Transcendence of elliptic modular functions in characteristic \(p\) (Q1914023)

The paper under review is devoted to the study of transcendence properties of the Tate elliptic curve \(y^2+ xy= x^3+ a_4 x+a_6\), defined in positive characteristic, say \(p\), where \[ a_4= -5 \sum_{n\geq 1} n^3 q^n/ (1- q^n), \qquad a_6= (-1/12) \sum_{n\geq 1} (7n^5+ 5n^3) q^n/ (1- q^n) \] for \(q\) transcendental over the algebraic closure \(k\) of \(\mathbb{F}_p\). By using Igusa theory, the author proves the transcendence of \(q\) over \(k (a_4, a_6)\) and the transcendence over \(k(a_4, a_6)\) of parameters of algebraic points of the Tate elliptic curve. The first of these two results can be seen as the analogue of the theorem of Siegel and Schneider on the transcendence of periods of elliptic curves defined over algebraic number fields, or as the analogue of the Mahler-Manin conjecture, proved by \textit{L. Barré-Sirieix}, \textit{G. Diaz}, \textit{F. Gramain} and \textit{G. Philibert} [Invent.

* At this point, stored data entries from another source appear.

PR #7578, opened 2021-12-26
lid: add page

cyqsimon:

**Version of the command being documented (if known):** N/A


pages/linux/lid.md
```diff
@@ -0,0 +1,12 @@
+# lid
+
+> Display a user's groups or a group's users.
+> More information: <https://manned.org/lid.8>.
```
CleanMachine1, line 4:
```suggestion
> More information: <https://manned.org/lid>.
```

cyqsimon: There exists `lid.3` which is completely unrelated. I think we should keep the section number.

einverne (commented):
Just tried on Ubuntu 18.04, it shows

```
lid: can't locate `ID': No such file or directory
```
Did I miss something?

cyqsimon:
> Just tried on Ubuntu 18.04, it shows
> 
> ```
> lid: can't locate `ID': No such file or directory
> ```
> 
> Did I miss something?

Maybe Ubuntu has a binary with the same name? Let me grab a VM and test it real quick.

cyqsimon:
Installing Ubuntu on a VM really reminds me hard why I don't use Ubuntu... I'm two hours in and the VM is still struggling on first boot.

einverne:
> Installing Ubuntu on a VM really reminds me hard why I don't use Ubuntu... I'm two hours in and the VM is still struggling on first boot.

Hahaha, just tried on Ubuntu 20.04, not working either. May I ask what OS do you use?

cyqsimon:
Okay, finally got the freakin VM working.

It seems like on Ubuntu the binary name `lid` has been appropriated by the package `id-utils`, and it's a completely irrelevant binary. Therefore the `lid` provided by `libuser` is renamed to `libuser-lid`.

```sh
apt-file list libuser | grep bin | grep lid
libuser: /usr/sbin/libuser-lid
```

I will check Debian to see whether this change comes from Ubuntu's upstream or Ubuntu itself.



> May I ask what OS do you use?

Good thing you asked. I use Arch, btw.

... No not really; I just saw an opportunity to use that line and can't help myself. I use Manjaro (in other words I sacrificed some reputation to help my laziness).

cyqsimon:
Okay, just confirmed with Debian 11 that this rename from `lid` to `libuser-lid` did come from upstream (for Ubuntu).

What should we do in this case, if different Linux distros package the same binary under different names? Is there an existing guideline for this?

blueskyson:
@cyqsimon This situation does not happen often. We should open an issue to discuss how to deal with such situation. I think currently we can create [alias pages](https://github.com/tldr-pages/tldr/blob/main/contributing-guides/translation-templates/alias-pages.md) for these different names.

sbrl:
Wait, so there are 5 different versions of this command that function in 5 different ways? That's wild.

cyqsimon:
This PR is pending resolution of #7596.

cyqsimon:
Pending. Keep alive.

pages/linux/lid.md
```diff
@@ -0,0 +1,12 @@
...
+
+- Show a user's groups (primary and secondary):
+
+`sudo lid {{user}}`
```
EmilySeville7cfg, line 8:
```suggestion
- List primary and secondary groups of a specific user:

`sudo lid {{username}}`
```

There are several similar items (groups) printed, so `list` is better sounds here.

pages/linux/lid.md
```diff
@@ -0,0 +1,12 @@
...
+
+- Show a group's users:
+
+`sudo lid --group {{group}}`
```
EmilySeville7cfg, line 12:
```suggestion
- List users of a specific group:

`sudo lid --group {{group_name}}`
```

EmilySeville7cfg (changes requested):

kbdharun (approved):
LGTM, after @EmilySeville7cfg's suggestions.

Waples:
@kbdharun PR is still marked as WIP; I'll close it end of the week if there are no updates

Waples:
Keeping this open since #7596 is still not 'really' decided..

sbrl:
I believe @MasterOdin had a suggestion that seems to have some agreement in adding a `See also` line to the description.

cyqsimon:
Ah yes this one. I've been constantly putting it off (frankly, because it's annoying and I didn't want to think about it). Yeah I should quit being lazy. Give me a moment.

cyqsimon:
Rebased.

cyqsimon:
So I took a look at all the discussion and still there seems to be a small problem:

If I understand the general consensus correctly, what's proposed is to reserve the file name `lid.md` for the program in the `id-utils` package, and add this one (the program in the `libuser` package) under another name (likely `libuser-lid.md` to align with Debian's binary name).

The problem with this however is that we currently do not have a page for `id-utils`'s `lid`. This means that when a Fedora/Arch user tries `tldr lid`, all they would see is that the page does not exist with no reference to `libuser-lid.md`. This makes `libuser-lid.md` (this PR) basically indiscoverable.

I can add a `lid.md` as a stub with only a "see also", but since I have never used `id-utils` and probably never will, I certainly should not be writing examples for it. If I do so, my guess is that the CI will certainly complain.

pages/linux/lid.md
```diff
@@ -0,0 +1,9 @@
+# lid
+
+> Query ID database and report results.
+> On Fedora and Arch Linux, the binary name `lid` is taken by another program. See `tldr libuser-lid`.
+> More information: <https://example.org/>.
```
cyqsimon, line 5: Also, I couldn't find `id-utils`'s `lid` on [manned.org](https://manned.org/browse/search?q=lid). [die.net](https://linux.die.net/man/1/lid)'s page is out of date, and I really do not want to link [unix.com](https://www.unix.com/man-page/debian/1/LID/).

kbdharun (commented):
@cyqsimon Instead of 2 pages, I would suggest documenting them in just `lid.md` and there we can add a note that the binary name in Fedora and Arch is `libuser-lid` . If the second page is really required then I would suggest using the [generic alias page template](https://github.com/tldr-pages/tldr/blob/main/contributing-guides/translation-templates/alias-pages.md) along with a more information link.

cyqsimon:
> Instead of 2 pages, I would suggest documenting them in just `lid.md` and there we can add a note that the binary name in Fedora and Arch is `libuser-lid` .

No it's the other way around. `libuser-lid` is the binary name used by Debian; on Fedora and Arch it's just `lid`. So adding this page as `lid.md` would not be aligning with Debian naming, thus this quandary.

It seems like from previous discussion that quite a few maintainers prefer aligning with Debian; personally I see both sides of the argument, so I don't really have a strong preference either way.

> The package doesn't seem to be available in Fedora.

The package name is `libuser`. You can get this info with a reverse search: `dnf provides lid`.

pages/linux/lid.md
sbrl:
```suggestion
> More information: <https://www.gnu.org/software/idutils/>.
```
Found the GNU version here: https://www.gnu.org/software/idutils/

This link, given it's the homepage thereof, would be preferable over a man page.

It also has a link to a full manual.

pages/linux/lid.md
```diff
@@ -0,0 +1,9 @@
...
+
+- This page is currently a redirection stub:
```
sbrl, line 7: Maybe, a bit of clarification here to make it clear we're looking for contributors if we're merging this early?

```suggestion
- This page is currently a redirection stub (if you are familiar with this version of this command, please open a pull request!):
```

sbrl:
Oh gosh, I remember this one - it's so confusing! I've added some comments above to hopefully push this one forwards a bit.

sbrl:
You have no idea what you're talking about, @tldr-bot.

pages/linux/lid.md
cyqsimon: Ah thanks for the reminder. I must have missed the notification on @sbrl's reply. Updated.

pages/linux/lid.md
```diff
@@ -0,0 +1,9 @@
+# lid
+
+> Query ID database and report results.
+> On Fedora and Arch Linux, the binary name `lid` is taken by another program. See `tldr libuser-lid`.
+> More information: <https://www.gnu.org/software/idutils/>.
+
+- This page is currently a redirection stub (if you are familiar with this version of this command, please open a pull request!):
```
vitorhcl, line 7:
```suggestion
- View documentation for `libuser-lid` (this page is currently a redirection stub; if you are familiar with this version of this command, please open a pull request!):
```
The tldr-bot is throwing an error because "this" ends with the letter "s"

cyqsimon: I opted not to use the wording "this version of this command", because it can easily be misunderstood. These are two completely different programs that just so happen to have a naming conflict.

cyqsimon:
Bad bot!

pages/linux/lid.md
```diff
@@ -0,0 +1,10 @@
+# lid
+
+> NOTE: This page is currently a redirection stub. If you are familiar with this program, please open a pull request!
```
kbdharun, line 3:
```suggestion
> NOTE: This page is currently a redirection stub. If you are familiar with this program, please open a pull request.
```
This should fix `tldr-bot`'s error.

kbdharun (approved):

pages/linux/lid.md
cyqsimon: I think there is a case to be made for an exception here. If it's up to me, I would like to dismiss this CI error and merge anyway.

cyqsimon: Okay sure. We're pretty much bikeshedding at this point.

cyqsimon: Oh okay, I did not know that. I thought it was just an advisory sort of thing.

Math. 124, 1-9 (1996; Zbl 0853.11059)], whereas the second of these results is the analogue of the transcendence of the elliptic logarithm of algebraic points on elliptic curves. Let us note that \textit{D. S. Thakur} [J. Number Theory 58, 60-63 (1996; Zbl 0853.11060)] has given another proof of the transcendence of the period based on the theory of automata.